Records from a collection
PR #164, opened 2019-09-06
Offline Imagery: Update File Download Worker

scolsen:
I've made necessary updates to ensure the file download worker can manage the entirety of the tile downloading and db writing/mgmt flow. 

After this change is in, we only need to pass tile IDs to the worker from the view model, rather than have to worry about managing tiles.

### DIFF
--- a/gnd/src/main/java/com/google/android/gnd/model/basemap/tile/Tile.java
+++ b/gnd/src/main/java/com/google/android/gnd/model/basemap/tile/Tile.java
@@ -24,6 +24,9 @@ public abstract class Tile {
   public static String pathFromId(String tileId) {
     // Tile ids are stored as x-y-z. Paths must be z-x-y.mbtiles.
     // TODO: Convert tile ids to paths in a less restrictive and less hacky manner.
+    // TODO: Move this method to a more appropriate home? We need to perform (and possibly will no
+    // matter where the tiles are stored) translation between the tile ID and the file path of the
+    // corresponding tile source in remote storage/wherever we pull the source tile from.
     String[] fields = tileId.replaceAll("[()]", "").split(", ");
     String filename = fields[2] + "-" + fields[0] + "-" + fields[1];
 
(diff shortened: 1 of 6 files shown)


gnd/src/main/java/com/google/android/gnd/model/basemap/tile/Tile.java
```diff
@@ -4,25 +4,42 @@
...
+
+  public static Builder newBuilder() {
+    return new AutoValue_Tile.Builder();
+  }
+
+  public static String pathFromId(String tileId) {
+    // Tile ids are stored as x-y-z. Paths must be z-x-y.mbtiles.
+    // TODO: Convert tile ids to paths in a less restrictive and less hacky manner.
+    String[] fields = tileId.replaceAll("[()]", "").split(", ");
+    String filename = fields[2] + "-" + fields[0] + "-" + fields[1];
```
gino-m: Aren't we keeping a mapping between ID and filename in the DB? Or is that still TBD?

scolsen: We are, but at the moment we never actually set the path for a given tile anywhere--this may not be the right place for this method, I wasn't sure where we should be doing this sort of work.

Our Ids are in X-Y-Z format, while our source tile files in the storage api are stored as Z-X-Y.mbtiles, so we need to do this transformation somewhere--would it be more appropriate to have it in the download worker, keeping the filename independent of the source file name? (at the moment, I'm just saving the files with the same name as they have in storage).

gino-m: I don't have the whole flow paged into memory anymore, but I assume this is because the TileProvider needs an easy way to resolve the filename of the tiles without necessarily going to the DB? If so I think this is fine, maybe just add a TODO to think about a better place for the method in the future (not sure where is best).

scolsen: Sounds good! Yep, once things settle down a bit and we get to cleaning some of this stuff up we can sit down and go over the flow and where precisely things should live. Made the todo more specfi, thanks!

Task to carry out => Reply with the complete records, restated exactly.

The completed task =>
PR #164, opened 2019-09-06
Offline Imagery: Update File Download Worker

scolsen:
I've made necessary updates to ensure the file download worker can manage the entirety of the tile downloading and db writing/mgmt flow. 

After this change is in, we only need to pass tile IDs to the worker from the view model, rather than have to worry about managing tiles.

### DIFF
--- a/gnd/src/main/java/com/google/android/gnd/model/basemap/tile/Tile.java
+++ b/gnd/src/main/java/com/google/android/gnd/model/basemap/tile/Tile.java
@@ -24,6 +24,9 @@ public abstract class Tile {
   public static String pathFromId(String tileId) {
     // Tile ids are stored as x-y-z. Paths must be z-x-y.mbtiles.
     // TODO: Convert tile ids to paths in a less restrictive and less hacky manner.
+    // TODO: Move this method to a more appropriate home? We need to perform (and possibly will no
+    // matter where the tiles are stored) translation between the tile ID and the file path of the
+    // corresponding tile source in remote storage/wherever we pull the source tile from.
     String[] fields = tileId.replaceAll("[()]", "").split(", ");
     String filename = fields[2] + "-" + fields[0] + "-" + fields[1];
 
(diff shortened: 1 of 6 files shown)


gnd/src/main/java/com/google/android/gnd/model/basemap/tile/Tile.java
```diff
@@ -4,25 +4,42 @@
...
+
+  public static Builder newBuilder() {
+    return new AutoValue_Tile.Builder();
+  }
+
+  public static String pathFromId(String tileId) {
+    // Tile ids are stored as x-y-z. Paths must be z-x-y.mbtiles.
+    // TODO: Convert tile ids to paths in a less restrictive and less hacky manner.
+    String[] fields = tileId.replaceAll("[()]", "").split(", ");
+    String filename = fields[2] + "-" + fields[0] + "-" + fields[1];
```
gino-m: Aren't we keeping a mapping between ID and filename in the DB? Or is that still TBD?

scolsen: We are, but at the moment we never actually set the path for a given tile anywhere--this may not be the right place for this method, I wasn't sure where we should be doing this sort of work.

Our Ids are in X-Y-Z format, while our source tile files in the storage api are stored as Z-X-Y.mbtiles, so we need to do this transformation somewhere--would it be more appropriate to have it in the download worker, keeping the filename independent of the source file name? (at the moment, I'm just saving the files with the same name as they have in storage).

gino-m: I don't have the whole flow paged into memory anymore, but I assume this is because the TileProvider needs an easy way to resolve the filename of the tiles without necessarily going to the DB? If so I think this is fine, maybe just add a TODO to think about a better place for the method in the future (not sure where is best).

scolsen: Sounds good! Yep, once things settle down a bit and we get to cleaning some of this stuff up we can sit down and go over the flow and where precisely things should live. Made the todo more specfi, thanks!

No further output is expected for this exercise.